PLEASE NOTE: There are are no lectures and tutorials on the following dates

  • November 22: no tutorial - alternative date: December 20, 5:30 - 7pm in room 3.069
  • November 23: no lecture - alternative date: 2019
  • November 29: no tutorial - alternative date: February 7, 5:30 - 7pm in room 3.069
Schedule
Lecture: Tuesday 11:30-13:00 SR 3.069
Friday 9:45-11:15 SR 3.069
Problem class: Thursday 15:45-17:15 SR 3.069
Lecturers
Lecturer Prof. Dr. Lutz Weis
Office hours: Friday, 11:45 to 13:15 and by appointment.
Room 2.042 Kollegiengebäude Mathematik (20.30)
Email: lutz.weis@kit.edu
Problem classes Dr. Markus Antoni
Office hours: by appointment
Room 2.044 Kollegiengebäude Mathematik (20.30)
Email: markus.antoni@kit.edu

In the mathematical approach to models appearing e.g. in nature sciences, engineering or finance which are described by an ordinary differential equation

$\frac{d}{dt}y(t) = f(t,y(t)), \quad y(0) = y_0,$

we sometimes have to take random perturbations of the system into account. These 'errors' may originate from measurement errors, random environmental impacts, or incomplete information of the system's behaviour. These models can be described by stochastic differential equations of the form

$ dy(t) = f(t,y(t)) dt + d\beta(t) $

where \beta(t) is a Brownian motion and d\beta(t) is a 'white noise'.

The purpose of this lecture is to study solutions of such stochastic differential equations. In order to do that we will start with a short recap of basic stochastic concepts (e.g.

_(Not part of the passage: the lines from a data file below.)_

PR #57, opened 2022-01-19
What's Play?

kubukoz:

PR #505, opened 2022-10-09
Local jars using AWS

kubukoz:


modules/codegen/src/smithy4s/codegen/ModelLoader.scala
```diff
@@ -170,7 +170,11 @@ object ModelLoader {
     ): ModelAssembler = {
       val smithy4sResources = List(
         "META-INF/smithy/smithy4s.smithy",
-        "META-INF/smithy/smithy4s.meta.smithy"
+        "META-INF/smithy/smithy4s.meta.smithy",
+        "META-INF/smithy/aws.protocols.smithy",
```
Baccata, line 174: I don't think this is gonna be the right solution. If you think about it, AWS is just one symptom of a deeper problem, and we need to solve the deeper problem really.

kubukoz: yeah I was about to write a comment about how I don't like this much

kubukoz: although I do think this is specific to AWS, because AWS traits are explicitly pulled in by the codegen plugin. For user-defined specs from fetched from deps this might not be an issue?

Baccata:
Addressed in https://github.com/disneystreaming/smithy4s/pull/57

CDFs, independent random variables) and continue with an introduction to stochastic analysis (stochastic integrals, Ito formula, martingales, stopping times). With these results at hand we will prove fundamental existence, uniqueness, and stability results for stochastic differential equations as well as properties of their solutions (Markov property, path regularity).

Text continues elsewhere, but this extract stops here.